A Gaussian is suitable if you want numbers close to 1 to be more frequent than numbers a bit further away from 1.
Some languages (such as Java) will have support for Gaussians in the standard library.
Divide by 100 and add 1. (I assume you are looking for a range from 0 to 2?)
You want a range from -1 to 1 as output from your rand() expression.
( rand(2) - 1 )
Then scale that -1 to 1 range as needed. Say, for a .1 variation on either side:
(( rand(2) - 1 ) / 10 )
Then just add one.
(( rand(2) - 1 ) / 10 ) + 1
Rand() already gives you a random number between 0 and 100. The maximum different random number you can get with this are 100 thus Assuming that you want up to three decimal numbers 0.950-1.050 is the range you would be looking at.
The distribution can then be achieved by
0.95 + ((rand() / 100)
Are you looking for the random no. from range 1 to 2, like 1.1,1.5,1.632, etc. if yes then here is a simple python code:
import random
print (random.random%2)+1
var randomNumber = Math.random();
while(randomNumber<0.9 && randomNumber>0.1){
randomNumber = Math.random();
}
if(randomNumber>=0.9){
alert(randomNumber);
}
else if(randomNumber<=0.1){
alert(1+randomNumber);
}
For numbers from 0.9 to 1.1
seed = 1
range = 0,1
if your random is from 0..100
f_rand = random/100
the generated number
gen_number = (seed+f_rand*range*2)-range
You will get
1,04; 1,08; 1,01; 0,96; ...
with seed 3, range 2 => 1,95; 4,08; 2,70; 3,06; ...

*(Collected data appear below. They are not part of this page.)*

PR #4173, opened 2025-05-21
Refactor AttachedProbe class

jordalgo:
Create separate derived classes for each probe type.
This allows us to removing forking logic from the
AttachedProbe destructor and makes it very explicit
what member variables are required for each probe type.

This removes a lot of bloat from the AttachedProbe.

##### Checklist

### DIFF
--- a/src/attached_probe.cpp
+++ b/src/attached_probe.cpp
@@ -14,6 +14,7 @@
 #include <sys/syscall.h>
 #include <sys/utsname.h>
 #include <unistd.h>
+#include <utility>
 
 #include <bcc/bcc_elf.h>
 #include <bcc/bcc_syms.h>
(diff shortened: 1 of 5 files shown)


jordalgo:
Also the regression test is failing lol. I think it needs to be 'fentry:*'

jordalgo:
Most of the logic in the `attach` functions is unchanged except that they no longer reference member variables and they return this `cleanup` function that references the fds they open.

src/bpftrace.cpp
```diff
@@ -682,7 +682,7 @@ int BPFtrace::run_iter()
   }
 
   auto &ap = *attached_probes_.begin();
-  int link_fd = ap->linkfd_;
+  int link_fd = static_cast<AttachedIterProbe *>(ap.get())->iter_link_fd;
```
danobi, line 685: Safer to dynamic_cast here? I think if there's a bug static_cast is UB but dynamic_cast will null ptr exception. cc @amscanne who probably knows the right thing here

src/attached_probe.cpp
```diff
@@ -982,267 +1113,172 @@ Result<> AttachedProbe::attach_usdt(BPFfeature &feature)
...
-                                              period,
-                                              freq,
-                                              pid_.has_value() ? *pid_ : -1,
-                                              cpu,
-                                              group_fd);
-
-    if (perf_event_fd < 0) {
-      return make_error<AttachError>();
+  LOG(V1) << "Trying to attach probe: " << probe.orig_name;
+  int progfd = prog.fd();
```
danobi, line 1157: Can you pls propagate down `prog` into the attach_* functions? We'll need it to do libbpf attachment

src/attached_probe.h
```diff
@@ -40,84 +40,42 @@ class AttachedProbe {
...
-
-  std::vector<int> perf_event_fds_;
-  uint64_t offset_ = 0;
-  int tracing_fd_ = -1;
-  std::function<void()> usdt_destructor_;
-  USDTHelper usdt_helper;
+  AttachedWatchpointProbe(int progfd,
+                          std::function<void()> cleanup,
+                          uint64_t probe_addr);
+  friend class AttachedProbe;
```
danobi, line 78: I'm not a fan of the use of `friend` here - to me it indicates the class hierarchy is not properly designed. As an alternative perhaps consider `protected` members? But see my overall comment as well

src/attached_probe.h
```diff
@@ -40,84 +40,42 @@ class AttachedProbe {
...
+  const std::function<void()> cleanup_;
+  friend class AttachedIterProbe;
+  friend class AttachedWatchpointProbe;
+};
+
+class AttachedIterProbe : public AttachedProbe {
+public:
+  ~AttachedIterProbe() override = default;
+
+  const int iter_link_fd;
```
danobi, line 59: For the kprobe nmissed work, we'll need to access the link fd. This is generally applicable to all probe types, so exposing a getter for link fd is reasonable and useful. But to do that with your proposed design/refactor, we'll need to create classes for all probe types, no? So see overall comment.

danobi (commented):
Overall I'm not convinced this approach is cleaner than having separate subclasses for each probe type. I understand separate subclasses has more boiler plate, but it's not like we're adding new probe types all the time. Rather, over time I expect each probe type to more subtly different from the others, with the example of needing to pull nmissed stats from kprobe link. So having the separate subclasses is an opportunity to cleanly hold separate logic. Right now this PR has the different probe types smushed together into one cleanup_ callback with opportunities for extension limited, and requiring a criss-crossing of `friend` declarations.

src/attached_probe.h
```diff
@@ -40,84 +40,208 @@ class AttachedProbe {
...
+class AttachedWatchpointProbe : public AttachedProbe {
+public:
+  static Result<std::unique_ptr<AttachedWatchpointProbe>> make(
+      Probe &probe,
+      const BpfProgram &prog,
+      std::optional<int> pid,
+      const std::string &mode);
+  ~AttachedWatchpointProbe() override;
+
+  const uint64_t probe_addr;
```
danobi, line 238: Instead of divergent subclasses, how about wiring this through a virtual getter on the base class? On the base class, you could supply a default EOPNOTSUPP (some equivalent, of course) implementation. Then relevant subclasses can override. That way callers don't need to dynamic cast and we can hide all these class definitions in attached_probe.cpp and only expose `class AttachedProbe` in `attached_probe.h`.

Also, it might make more sense to just add a `get_probe()` that returns `const Probe&`?

src/attached_probe.h
```diff
@@ -40,84 +40,208 @@ class AttachedProbe {
...
+};
+
+class AttachedIterProbe : public AttachedProbe {
+public:
+  static Result<std::unique_ptr<AttachedIterProbe>> make(
+      const BpfProgram &prog,
+      std::optional<int> pid);
+  ~AttachedIterProbe() override;
+
+  const int iter_link_fd;
```
danobi, line 223: Similar to AttachedWatchpoingProbe, this could be moved to something like `get_link_fd()` on the base class. This gets quite clean for my follow-on work (as well as @Phoenix500526's), as we can slowly implement `get_link_fd()` on subclasses that are migrated to libbpf attachment.

danobi (commented):
ty for iterating!

src/attached_probe.h
jordalgo: > Also, it might make more sense to just add a get_probe() that returns const Probe&?

I think I prefer this. Will update.

jordalgo:
@danobi Made the suggested updates.

danobi:
Move the subclass definitions into attached_probe.cpp?

PR #4175, opened 2025-05-22
FindLibOpcodes.cmake: Fix typos

Rtoax:
libbfd should be libopcodes.

Fix: commit 542f2b90f076 ("Add support to check for libbfd/libopcodes libraries")


jordalgo (approved):
Yup, looks like some bad copy-pasta. Good catch.

PR #4179, opened 2025-05-22
Attach watchpoint probe to threads

### LINKED ISSUE #826: Memory watchpoint does not work with threaded targets
Looks like `perf_event_open` does not work if applications use threads. It seems like only the main TID (ie the PID) is traced:

```
$ sudo ./build/src/bpftrace ~/watchpoint.bt -c "/home/dlxu/scratch/bpftrace/mmap_addr/a.out 'pthread on'"
Attaching 1 probe...
Mapped 2097152 bytes at 268435456 (0x10000000)
^C

$  ~/dev/bpftrace git:(master) sudo ./build/src/bpftrace ~/watchpoint.bt -c "/home/dlxu/scratch/bpftrace/mmap_addr/a.out"
Attaching 1 probe...
Mapped 2097152 bytes at 268435456 (0x10000000)
hit!
hit!
hit!
hit!
hit!
hit!
^C

$ cat /home/dlxu/scratch/bpftrace/main.cpp
at /home/dlxu/scratch/bpftrace/mmap_addr/main.cpp
#include <cstdint>
#include <stdio.h>
#include <sys/mman.h>
#include <thread>
#include <unistd.h>
#include <pthread.h>

using namespace std::chrono_literals;

void* work(void* arg) {
  void* addr = ::mmap(
      reinterpret_cast<void*>(0x10000000),
      2 << 20,
      PROT_READ | PROT_WRITE,
      MAP_PRIVATE | MAP_ANONYMOUS,
      -1,
      0);

  if (addr < 0) {
    ::perror("mmap");
    return nullptr;
  }

  printf("Mapped %d bytes at %d (%p)\n", 2 << 20, addr, addr);

  uint8_t count = 0;
  while (count < 20) {
    *reinterpret_cast<uint8_t*>(addr) = count++;
    std::this_thread::sleep_for(1s);
  }

  return nullptr;
}

int main(int argc, char** argv) {
  if (argc > 1) {
    pthread_t tid;
    if (::pthread_create(&tid, nullptr, work, 0)) {
      ::perror("pthread_create");
    }

    if (::pthread_join(tid, nullptr)) {
      ::perror("pthread_join");
    }
  } else {
    work(nullptr);
  }

  ::printf("Exiting...\n");
  return 0;
}
```

Will possibly require a kernel change. Looking into it with @yonghong-song

danobi:
Previously, watchpoints only worked on the thread group leader. Threads were not considered.

This commit makes the situation better but does not fully solve it. It appears there's a limitation with perf_event_open() where only new threads can be attached to. See inline comments for more details.

This closes #826.

##### Checklist


jordalgo:
@danobi I had tried fixing this last week but ran into an issue wit this example program:
```
#include <pthread.h>
#include <stdio.h>
#include <stdlib.h>
#include <unistd.h>

__attribute__((noinline)) void increment(__attribute__((unused)) int _, int *i)
{
  (*i)++;
}

__attribute__((noinline)) void *work()
{
  int *i = malloc(sizeof(int));
  while (1) {
    increment(0, i);
    (*(int *)i)++;
    usleep(10000);
  }
  pthread_exit(NULL);
}

int main()
{
  usleep(10000000);

  pthread_t tid;
  if (pthread_create(&tid, NULL, work, NULL)) {
    perror("pthread_create");
  }

  if (pthread_join(tid, NULL)) {
    perror("pthread_join");
  }

  return 0;
}
```

And here was the runtime test I couldn't get to pass:
```
NAME jordan
RUN {{BPFTRACE}} -e 'watchpoint:increment+arg1:4:w { printf("hit!\n"); exit() }' -c ./testprogs/watchpoint_threaded
EXPECT hit!
ARCH aarch64|x86_64
REQUIRES_FEATURE signal
```
It was able to attach but I never got the `hit`. Do you know what I'm doing wrong?

danobi:
I can repro but didn't get a chance to debug. I wonder if it's related to where the setup probe fires

danobi:
@jordalgo what do you wanna do with this? Should we land and then track the issue above with a new issue?

jordalgo:
@danobi I'm on the fence. I would like to debug a little more before declaring this fixed. If you think it would still be helpful to land this as is, then that's fine with me. Adding `inherit = 1` is probably good regardless.

danobi:
I think this is probably strictly helpful. Not sure I have enough time left to finish debugging this any time soon

jordalgo:
@danobi kk - just fix the merge conflict and we can get this in. Let's keep issue 826 open and make a note of the problem.

ajor:
This PR is definitely an improvement and is worth getting in even if it's not a full fix.

Just a quick point though, in case it's relevant, is this code not likely to be an issue:
```
    int perf_event_fd = syscall(__NR_perf_event_open,
                                &attr,
                                pid_.has_value() ? *pid_ : -1,   <<<<<< this line
                                cpu,
                                -1,
                                PERF_FLAG_FD_CLOEXEC);
```

When we're attaching our watchpoint to a given PID we pass it over to perf_events. Is perf_events treating this passed in PID as a kernel "pid", i.e. a thread ID rather than a process ID (tgid). That would explain it only catching the thread group parent at launch.

jordalgo:
Ok, I figured out why my example doesn't work and @danobi was right, it had to do with the setup probe. Basically the `increment` function never fires until the new thread is created and calls it. This initial call is what triggers the setup probe (which is a uprobe) to fire and ultimately attach the actual watchpoint probe. At this point the child thread is already created, which means the watchpoint probe won't count events for it. As per the 'inherit' docs: "This applies only to new children, not to any existing children at the time the counter is created (nor to any new children of existing children)".

If I change the example to call `increment` once before the new thread is created then it works as expected.

This is interesting in that my example (as is) should work but because of how we have the setup probe trigger the watchpoint probe it does not. I'll try to think a bit on how to solve this (any suggestions are welcome).

man/adoc/bpftrace.adoc
```diff
@@ -1845,6 +1845,9 @@ int main()
 # bpftrace -e 'watchpoint:increment+arg1:4:w { printf("hit!\n"); exit() }' -c ./wpfunc
 ----
 
+Note that threads are monitored, but only for threads created after watchpoint attachment.
+The is a limitation from the kernel.
```
amscanne, line 1849: Nit: if there's anything that can be linked here for more context (an issue, source control, anything) that would be helpful if someone hits that limitation and just wants to understand more.

jordalgo:
Closing in favor of this, which preserved the original commit:
https://github.com/bpftrace/bpftrace/pull/4239

Issue #3916, opened 2025-03-19
Make ringbuf loss counter use global variable


danobi:
The ringbuf loss counter currently uses an array map. Arraymaps (on all but the most bleeding edge kernels) require null checks, and thus the possibility of a map lookup failure.

It's more reliable to use global variables, which do not need null checks. It'll also simplify this codepath, both for us and users at runtime.

## Quote 
             It's the key value and value value (heh) for the map it writes into for the loss counter.

The impl should probably be refactored to use global vars instead of an arraymap.

_Originally posted by @danobi in https://github.com/bpftrace/bpftrace/pull/3914#discussion_r2002187547_

Phoenix500526:
I'm interested in this issue. Plz assign this issue to me.

jordalgo:
@Phoenix500526 Done. Thanks for picking this up!

Phoenix500526:
Hi, @jordalgo @danobi . I got a question. In the current implementation, `event_loss_counter` is a BPF array map. The BPF program updates this map during execution, and `bpftrace` then reads the updated value from it. 
If we change `event_loss_counter` from a BPF map to a global variable, how would the BPF program and `bpftrace` interact each other using this global variable?

Phoenix500526:
Hi @danobi @jordalgo 

PR #4181  is ready for an initial look. Most tests are green, but there's one CI check that's failing due to its dependency on the new implementation details.

To make the review process efficient, I wanted to get your input. Would you be open to reviewing the core refactoring first? Once we're aligned on the main approach, I'll update the affected test case. Or, if you prefer, I can address the test case now and then you can review the complete set of changes.

Looking forward to your feedback!

Phoenix500526:
Yes, only the codegen tests didn't pass. And I've already regenerated it and all tests are passed now.  @jordalgo

PR #4181, opened 2025-05-23
refactor: make ringbuf loss counter use global variable

Phoenix500526:
This pr replaces the `EventLossCounter` map with a global variable `EventLossCounter`. Please read the issue #3916 for more details. 

##### Checklist


src/ast/irbuilderbpf.cpp
```diff
@@ -1223,8 +1223,7 @@ void IRBuilderBPF::CreateCheckSetRecursion(const Location &loc,
   // Most of the time this will happen for the functions that can lead
   // to a crash e.g. "queued_spin_lock_slowpath" but it can also happen
   // for nested probes e.g. "page_fault_user" -> "print".
-  CreateAtomicIncCounter(to_string(MapType::EventLossCounter),
-                         bpftrace::BPFtrace::event_loss_cnt_key_);
+  CreateAtomicIncCounter();
```
jordalgo, line 1226: Seems like this function is no longer generic so perhaps this is a better name.
```suggestion
  CreateIncEventLossCounter();
```

src/globalvars.cpp
```diff
@@ -316,4 +319,55 @@ std::unordered_set<std::string> get_section_names()
   return ret;
 }
 
+uint64_t get_event_loss_counter(
```
jordalgo, line 322: Not for this PR but looks like we could make this generic by passing in the section name we care about to get the global var.

jordalgo (commented):
One small naming nit but otherwise this is good to go!

src/globalvars.cpp
Phoenix500526: Done

src/ast/irbuilderbpf.cpp
Phoenix500526: Done

src/globalvars.cpp
jordalgo: This function now is half-way to being generic as it's still named `get_event_loss_counter`. Maybe it should be something like `get_global_var`?

Also there are still local variables in this function named `event_loss_cnt`

jordalgo (approved):
Great work! Thanks for the contribution.

PR #4186, opened 2025-05-24
Add return value to delete

jordalgo:
Additionally, check if the return value
for delete is discarded. If it is discarded
issue a warning if there was an error deleting.
This allows users to handle deletion errors
and prevent expected warnings.

Issue: https://github.com/bpftrace/bpftrace/issues/4169

##### Checklist

### DIFF
--- a/src/ast/irbuilderbpf.cpp
+++ b/src/ast/irbuilderbpf.cpp
@@ -1109,9 +1109,10 @@ void IRBuilderBPF::CreateMapUpdateElem(const std::string &map_ident,
   CreateHelperErrorCond(call, libbpf::BPF_FUNC_map_update_elem, loc);
 }
 
-void IRBuilderBPF::CreateMapDeleteElem(Map &map,
-                                       Value *key,
-                                       const Location &loc)
+CallInst *IRBuilderBPF::CreateMapDeleteElem(Map &map,
+                                            Value *key,
+                                            bool ret_val_discarded,
+                                            const Location &loc)
 {
   assert(key->getType()->isPointerTy());
   Value *map_ptr = GetMapVar(map.ident);
@@ -1127,7 +1128,10 @@ void IRBuilderBPF::CreateMapDeleteElem(Map &map,
       delete_func_ptr_type);
   CallInst *call = createCall(
       delete_func_type, delete_func, { map_ptr, key }, "delete_elem");
-  CreateHelperErrorCond(call, libbpf::BPF_FUNC_map_delete_elem, loc);
+  CreateHelperErrorCond(
+      call, libbpf::BPF_FUNC_map_delete_elem, loc, !ret_val_discarded);
+
+  return call;
 }
 
 Value *IRBuilderBPF::CreateForEachMapElem(Map &map,
@@ -2459,14 +2463,12 @@ void IRBuilderBPF::CreateHelperError(Value *return_value,
   CreateLifetimeEnd(buf);
 }
 
-// Report error if a return value < 0 (or return value == 0 if compare_zero is
-// true)
 void IRBuilderBPF::CreateHelperErrorCond(Value *return_value,
                                          libbpf::bpf_func_id func_id,
                                          const Location &loc,
-                                         bool compare_zero)
+                                         bool suppress_error)
 {
-  if (bpftrace_.helper_check_level_ == 0 ||
+  if (bpftrace_.helper_check_level_ == 0 || suppress_error ||
       (bpftrace_.helper_check_level_ == 1 && return_zero_if_err(func_id)))
     return;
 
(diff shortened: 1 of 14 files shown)


src/ast/irbuilderbpf.cpp
```diff
@@ -2489,14 +2493,12 @@ void IRBuilderBPF::CreateHelperError(Value *return_value,
   CreateLifetimeEnd(buf);
 }
 
-// Report error if a return value < 0 (or return value == 0 if compare_zero is
-// true)
 void IRBuilderBPF::CreateHelperErrorCond(Value *return_value,
                                          libbpf::bpf_func_id func_id,
                                          const Location &loc,
-                                         bool compare_zero)
+                                         bool suppress_error)
```
danobi, line 2499: Rather than push suppression logic down into codegen, how about a new "unused return value" pass on AST? It'll

1. Get users in habit of checking return values
2. Avoid hyper-specific new flags on `Call` AST node
3. Keep codegen dumb

danobi: I meant to say that we should stop emitting warnings from codegen for this error case completely. And then just create a pass that, for an allowlist of calls with important return values, warns if the return value is unused. Maybe these warnings can be silenced with a cast to void. I think it's less complicated and points users towards a direction we want to be going anyways.

> What specific new flags for Call nodes are you worried about?
```
bool ret_val_discarded = false;
```

danobi: > This is a runtime warning not a compiler warning but maybe you're aware of that and saying we shouldn't issue a runtime warning even on failed deletes that don't handle the return value. If you are saying that then it's an interesting idea.

Right, I was suggesting delete the runtime error and make it strictly a compile time check.

> The part about that I don't love is just introducing even more warnings as all current scripts use delete as just an expression statement.

True, we are probably going to introduce a bunch of warnings to people's scripts. But like you said, perhaps it's important enough to do it? I'm not strictly opposed to the current approach in the PR - just surfacing a potential alternative.

jordalgo: I was going to introduce a `update` method for maps so users can handle the return value, perhaps for that one we issue a warning if the return value is ignored (as a start).

viktormalik: For the sake of terseness, I'd avoid printing a compile-time warning when the return value of `delete` is unused. For many scripts and one-liners, users will delete a key which always exists and they will want to use plain `delete(@map, X)`.

On top of that, I can see value in the runtime warning itself - many people will not realize that an update/delete may fail, would just suppress the compile-time warning, and then be surprised why the script is behaving strangely.

src/ast/passes/codegen_llvm.cpp
```diff
@@ -1082,10 +1082,14 @@ ScopedExpr CodegenLLVM::visit(Call &call)
                                                    call.loc);
       b_.CreateStore(Constant::getNullValue(b_.GetType(map.value_type)), val);
       b_.CreateMapUpdateElem(map.ident, scoped_key.value(), val, call.loc);
-      return ScopedExpr();
+      // Assume delete for these kinds of maps always succeeds.
```
viktormalik, line 1085: Are we sure with this?

src/ast/irbuilderbpf.cpp
```diff
@@ -2511,11 +2513,7 @@ void IRBuilderBPF::CreateHelperErrorCond(Value *return_value,
   // return int and we need to use Int32Ty value to check if a return
   // value is negative. TODO: use Int32Ty as a return type
```
viktormalik, line 2514: Is this TODO still relevant?

src/ast/passes/semantic_analyser.cpp
```diff
@@ -2930,7 +2939,11 @@ void SemanticAnalyser::visit(Tuple &tuple)
 
 void SemanticAnalyser::visit(ExprStatement &expr)
 {
-  visit(expr.expr);
+  if (auto *call = expr.expr.as<Call>()) {
+    visit_call(*call, true);
+  } else {
+    visit(expr.expr);
+  }
```
viktormalik, line 2946: Wouldn't it be easier to do
```suggestion
  if (auto *call = expr.expr.as<Call>()) {
    call->ret_val_discarded = true;
  }
  visit(expr.expr);
```
and no more modifications to the current code would be necessary?

Also a comment would be good as it took me some time to figure out why this is correct.

src/ast/passes/codegen_llvm.cpp
jordalgo: It's obviously not 100% but probably not something the user can do anything about. These scalar maps only have a single entry so no max-entries issues. Not sure what the other cases would be that would cause this to fail.

src/ast/irbuilderbpf.cpp
jordalgo: Yeah, we're still setting the ret for most helpers to Int64Ty

src/ast/passes/semantic_analyser.cpp
jordalgo: Ha yeah, that's better.

jordalgo: > Also a comment would be good as it took me some time to figure out why this is correct.

Done.

viktormalik (approved):
Nice!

I didn't understand this (sorry):
I am trying to set a random number on either side of 1: .98, 1.02, .94, 1.1, etc.
So, I'll provide a general solution for the problem instead.
Converting a random number generator
If you have a random number generator in a give range [0, 1)* with uniform distribution you can convert it to any distribution using the following method:
1 - Describe the distribution as a function defined in the output range and with total area of 1. So this function is f(x) = the probability of getting the value x.
2 - Integrate** the function.
3 - Equate it to the "randomic"*.
4 - Solve the equation for x. So ti gives you the value of x in function of the randomic.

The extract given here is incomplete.